# Be a Property buyer or investor?



## joeman (Jan 14, 2010)

Dear all,

I am very thankful that I found this forum and is much better than the expat forum as there is a better mixture of views compare to that forum which has a bias view.

Anyway, after struggling for a few months in Melbourne, my spouse and me finally settle down to our permanent jobs and we are now starting to look out for properties. We got some verbal approval from our banks.

Most of the properties in Australia in good locations are very highly priced and we calcuated at the current interests rate from 7% to 8% for a $700,000 property, we will be paying the Bank back after a 30 years loan - AU$1.8 million !!!. I am not sure if that is what I want to do in my life - to be a slave to a house. I want to retire and be financially independent.

Someone offer an advice to me to use reverse gearing method. I can be an investor and buy a bigger property in a good location which has potential growth and rent it out and will get rebate back from the government and reduce my overall tax. In return, I can rent a place near my work (city area) and offset the rental in both way. This is sometime new to me as we don't have this law in our country. The downside to being an investor is that there is capital gain tax (CGT) of 50% upon selling the house. 

The question is can I can stay in my property assuming that after 15 years, I choose to retire in my investment property, which is a bigger house and away from the city but in a good location ? What are other downside other the CGT that I mentioned ? 

What about being a property buyer instead ? I know that this is a traditional mindset from our parents' time when we buy a house, have babies and retired as grand parent but I realised that the property prices has double within 10 years and this has made it almost difficult for anyone to retire with some cash. All I can bang on is hope that 30 years later, my property is the same price as my payment to the bank.


----------



## Dexter (May 5, 2010)

Yes, you can use negative gearing to invest in a property. It will be cheaper than living there and will make it easier for you to repay it. If you check google, you will find a few comparisons between investing in a property and doing cash investments.


----------



## joeman (Jan 14, 2010)

aisstep said:


> I worked in a real estate company before and found out that there is a big money in real estate. I said to myself that someday I'll invest in this kind of business.


Would you be putting your money to buy property now ? Buy high and sell HIGHER ??


----------



## pencilpusher (May 12, 2011)

Everybody is gearing up for a downfall of property prices, but it's in the rise. Think it will take sometime to let it slide down a bit. Immigrants have been coming over and you guess it...they will need a place to start a new.

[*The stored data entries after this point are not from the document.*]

PR #164, opened 2023-10-12
update the docs to reference expirationLedgerSeq 

sreuland:
noticed the docs were referring to an older 'expiration' field which was incorrect, it should be `expirationLedgerSeq`


Shaptic (approved):
nice catch!

PR #167, opened 2023-10-24
Prepare release w/ support for stable Protocol 20 and RPC.

Shaptic:
This is a staging ground for all of the changes necessary to get an SDK compatible with the upcoming stable release of Protocol 20. This PR is a conglomeration of PRs that have already been approved:

- [x] #168 
- [x] RPC schema changes: #173
- [x] Port the getEvents fix from #172

Note that this work will also need to be ported to the stellar-sdk.


sreuland (approved):
lgtm, since changing system-test to use js-stellar-sdk, unfortunately won't have e2e coverage on this lib anymore, but is deprecated.

PR #168, opened 2023-10-26
Drop expiration workaround in lieu of new TTL in schema

Shaptic:
The response schema now includes `liveUntilLedgerSeq` by default, so we no longer need to inject the expiration ledgers into requests and parse that information.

Sell Without an Agent | Sell Your Own Home | Sell Your House Privately


----------



## jeremyh (Mar 31, 2011)

*movimg Sydney*



pencilpusher said:


> Everybody is gearing up for a downfall of property prices, but it's in the rise. Think it will take sometime to let it slide down a bit. Immigrants have been coming over and you guess it...they will need a place to start a new.
> 
> Sell Without an Agent | Sell Your Own Home | Sell Your House Privately


Yeah i agree with you with more immigrants coming it will only increase the property value.


----------



## jeremyh (Mar 31, 2011)

*moving to Australia*



portalmojo said:


> You can visit this site for more property options you can buy a commercial property here too. Hope this helps you.


Yeah you can visit the sites on Google and everything will be listed in front of you. Great thinking man.


----------



## myplace_11 (Jul 11, 2011)

You can be both, anyway these two can make you big time on real estate if you just have the knowledge.


----------



## chifin (Sep 30, 2011)

*Primary residence*



joeman said:


> I can be an investor and buy a bigger property in a good location which has potential growth and rent it out and will get rebate back from the government and reduce my overall tax. In return, I can rent a place near my work (city area) and offset the rental in both way. This is sometime new to me as we don't have this law in our country. The downside to being an investor is that there is capital gain tax (CGT) of 50% upon selling the house.


Joeman, did you sort out your property in Melbourne, or you still working out what to do. There are some other options (slight variation of what you have been told) available to you.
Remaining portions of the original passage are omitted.